= WORK TO COMPLETE =
Using the entries below, show all lines with the string "sure".

= INFORMATION GIVEN =
PR #1578, opened 2022-03-24
chore: update deps

Stebalien:
Hopefully this will let us use fewer duplicate deps.

Explicitly doesn't update:

- bellperson
- neptune
- bitvec 1.0 because I couldn't get it working and don't really care (only used in testing).

Importantly:

- Upgrades to clap 3
- Upgrades to bitvec 1
- Upgrades to blake2b/blake2s 1.0
- Upgrades byte-unit (requires rust 2021 edition support).
- Replaces cpuid-bool with cpufeatures (as recommended).
- Upgrades aes and fixes some fallout.
- Upgrades hwloc (in case that matters)
- Upgrades num-bigint (in case that matters)

### DIFF
--- a/fil-proofs-tooling/Cargo.toml
+++ b/fil-proofs-tooling/Cargo.toml
@@ -16,7 +16,7 @@ storage-proofs-post = { path = "../storage-proofs-post", version = "^11.0.0", de
 storage-proofs-update = { path = "../storage-proofs-update", version = "^11.0.0", default-features = false }
 filecoin-proofs = { path = "../filecoin-proofs", default-features = false }
 filecoin-hashers = { path = "../filecoin-hashers", default-features = false, features = ["poseidon", "blake2s", "sha256"] }
-clap = "2"
+clap = { version = "3.1.6", features = ["derive"] }
 serde = { version = "1.0", features = ["derive"] }
 serde_json = "1.0"
 toml = "0.5"
@@ -30,13 +30,13 @@ bellperson = "0.18.0"
 rand = "0.8"
 tempfile = "3.0.8"
 cpu-time = "1.0.0"
-git2 = "0.13.6"
+git2 = "0.14.2"
 heim = { git = "https://github.com/heim-rs/heim", rev = "b292f15", features = ["host", "memory", "cpu"] }
 async-std = "1.6"
-blake2s_simd = "0.5.6"
+blake2s_simd = "1.0.0"
 fil_logger = "0.1"
 log = "0.4.8"
-uom = "0.30"
+uom = "0.32.0"
 merkletree = "0.21.0"
 bincode = "1.1.2"
 anyhow = "1.0.23"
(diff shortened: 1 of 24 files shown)


fil-proofs-tooling/src/bin/gpu-cpu-test/main.rs
```diff
@@ -34,11 +34,24 @@ const POST_CONFIG: PoStConfig = PoStConfig {
...
-    pub enum Mode {
-        Threads,
-        Processes,
+#[derive(Debug, Clone)]
+pub enum Mode {
+    Threads,
+    Processes,
+}
+
+impl FromStr for Mode {
```
Stebalien, line 43: Technically, one can derive `ArgEnum`. But that doesn't actually work with `type_of_t`, so I'm not sure what one is supposed to do here. But this version _should_ actually work.

fr32/src/padding.rs
```diff
@@ -793,23 +793,23 @@ mod tests {
             let num_bits = rng.gen_range(1..data.len() * 8 - pos);
             let new_offset = rng.gen_range(0..8);
 
-            let mut bv = BitVec::<LittleEndian, u8>::new();
+            let mut bv = BitVec::<u8, Lsb0>::new();
```
Stebalien, line 796: I'm pretty sure my bitfield changes are correct, but double check.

= TASK RESPONSE =
Stebalien, line 43: Technically, one can derive `ArgEnum`. But that doesn't actually work with `type_of_t`, so I'm not sure what one is supposed to do here. But this version _should_ actually work.
Stebalien, line 796: I'm pretty sure my bitfield changes are correct, but double check.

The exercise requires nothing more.